PR #26, opened 2020-12-03
Improved chat message parsing

Dragon1320:
Improves parse speed (some benchmarks down below). Times shown below are times taken to run benchmark code.

Translation messages - with [lang] block (minority of messages):

- old: ~2.2s
- new: ~100ms

All other messages - without [lang] block (majority of messages - should make a difference here):

- old: ~2.2s
- new: ~200ms

Test code:

```js
// tested on node 14
// some random discord message
const testTrans = "[en] thats why i told you to look into it and was surprised you were continuing on without even checking it xddd";

const messagesPerRun = 1000000;

console.time("label");

for (let i = 0; i < messagesPerRun; i++) {
  parseFunction(testTrans);
}

console.timeEnd("label");
```

Seems to work on both firefox and edge. Not familiar with all the ways translators tag their messages so if i missed anything, lemme know.

### DIFF
--- a/LiveTL/js/lib/filter.js
+++ b/LiveTL/js/lib/filter.js
@@ -1,6 +1,10 @@
+const MAX_LANG_TAG_LEN = 7;
+
 const langTokens = [["[", "]"], ["{", "}"], ["(", ")"], ["|", "|"], ["<", ">"]];
 const startLangTokens = langTokens.flatMap(e => e[0]);
 const tokenMap = Object.fromEntries(langTokens);
+
+const transDelimiters = ["-", ":"];
 
 /**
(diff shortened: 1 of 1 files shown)


Dragon1320:
ahh ye didnt realise there were other ways of denoting translations other than brackets, gonna fix that now

r2dev2bb8:
Initial benchmarks don't show improved speed, I'm writing better benchmarks which simulate the scenarios you provided to get a better reading of the performance .

r2dev2bb8 (approved):
Benchmarks show that this is more than seven times faster than the previous ``parseTranslation``.

PR #30, opened 2020-12-03
Changes to the MacOS build

Candygoblen123:
- Enabled Hardened Runtime
- Set version and build numbers correctly 
- added license and author messages to the about window
- edited some Xcode settings to make it more convent to build


r2dev2bb8 (changes requested):
Can you create a `.gitattributes` with `*.rtf linguist-vendored` to prevent github from categorizing the project as rich text?

Candygoblen123:
should be good now

r2dev2bb8 (approved):

PR #43, opened 2020-12-05
Save preferences

r2dev2bb8:
Now we can save language translator checklist.


r2dev2bb8:
Do not merge yet, there is still an incompatibility.

PR #71, opened 2020-12-12
Fixed safari scrolling in settings menu

Candygoblen123:
Commented out `position: fixed;` in `.modal .modal-content` in `frame.css`. It appeared to have no effect in Both Safari and Firefox, but you should test with Chrome just to be sure no bugs appear.


Candygoblen123:
Also, the .xcuserstate files should be gone now

PR #72, opened 2020-12-13
fixes for v0.2.3

GrumpyBear57:
Fix an issue where duplicate messages were being added to output
Fix an issue with theming and message backgrounds


r2dev2bb8 (approved):
I see no multiple message bugs in Firefox.

Issue #94, opened 2020-12-20
Integration Testing


r2dev2bb8:
**Is your feature request related to a problem? Please describe.**
We have many integration-level bugs.

**Describe the solution you'd like**
The solution is to have integration tests using Selenium or similar software to automatically test various scenarios for common bugs. 

**Describe alternatives you've considered**
We could have human testers, but that is too slow of a feedback loop and human testing can be unreliable. We could still have human testers testing developer builds after they are integration tested.

**Additional context**
n/a

PR #95, opened 2020-12-21
Add integration tests via Selenium

r2dev2bb8:
This adds integration tests to LiveTL, solving #94. The testing can be done via ``make test`` and requires Chrome and Firefox to be installed. Since Chrome with Selenium doesn't support headless extensions, the tests will use headed Chrome. GitHub actions have not been added although if they were to be added, they should only be added for Firefox as Firefox can run extensions with Selenium headless. Only very basic tests are in this and the test cases should be expanded.


r2dev2bb8:
Do not delete this branch, we will be using this branch for testing automated integration tests for pushes.

PR #100, opened 2020-12-23
Safari updates

Candygoblen123:
Safari's back on the menu boys

make sure I didn't break anything before merging, m'kay?


r2dev2bb8 (commented):
It's not catching translations in chilledcow, I'm going to check if the current catches translations there

r2dev2bb8 (changes requested):
Can you merge develop into this so we can see if it works with the current updates?

PR #112, opened 2021-01-01
Automatically set version information in gradle build

r2dev2:
This automatically changes the version in gradle to the version being released and it changes the version code to the number of releases - 31.


r2dev2:
Also, the tests will say failed as I cancelled them as I wasn't modifying files being tested.

PR #1116, opened 2016-09-21
Always write lockfiles for local top-level profiles 

stevendanna:
This commit threads through some state related to whether or not a
profile is "local", that is whether it is a directory on disk.  If it
is, we then write out the lockfile to disk.

### DIFF
--- a/lib/fetchers/local.rb
+++ b/lib/fetchers/local.rb
@@ -55,6 +55,10 @@ module Fetchers
       @target
     end
 
+    def writable?
+      File.directory?(@target)
+    end
+
     def cache_key
       sha256.to_s
     end
--- a/lib/inspec/base_cli.rb
+++ b/lib/inspec/base_cli.rb
@@ -60,8 +60,8 @@ module Inspec
         desc: 'Load attributes file (experimental)'
       option :cache, type: :string,
         desc: 'Use the given path for caching dependencies. (default: ~/.inspec/cache)'
-      option :no_write_lockfile, type: :boolean, default: false,
-        desc: 'Do not write out a lockfile based on this execution'
+      option :create_lockfile, type: :boolean, default: true,
+        desc: 'Write out a lockfile based on this execution (unless one already exists)'
     end
 
     private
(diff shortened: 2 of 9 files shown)


stevendanna:
This is based on #1113

lib/inspec/base_cli.rb
```diff
@@ -60,6 +60,8 @@ def self.exec_options
         desc: 'Load attributes file (experimental)'
       option :cache, type: :string,
         desc: 'Use the given path for caching dependencies. (default: ~/.inspec/cache)'
+      option :no_write_lockfile, type: :boolean, default: false,
```
chris-rock: that is leading to a strange cli output:
`[--no-write-lockfile], [--no-no-write-lockfile]  # Do not write out a lockfile based on this execution`
I think we need to switch to `write-lockfile` with default `true`

lib/fetchers/local.rb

- - - -

◆ EXERCISE OBJECTIVE ◆
Looking at the listing above, tally the lines containing "block" and give only that tally.

◆ SOLUTION FOR THIS TASK ◆
2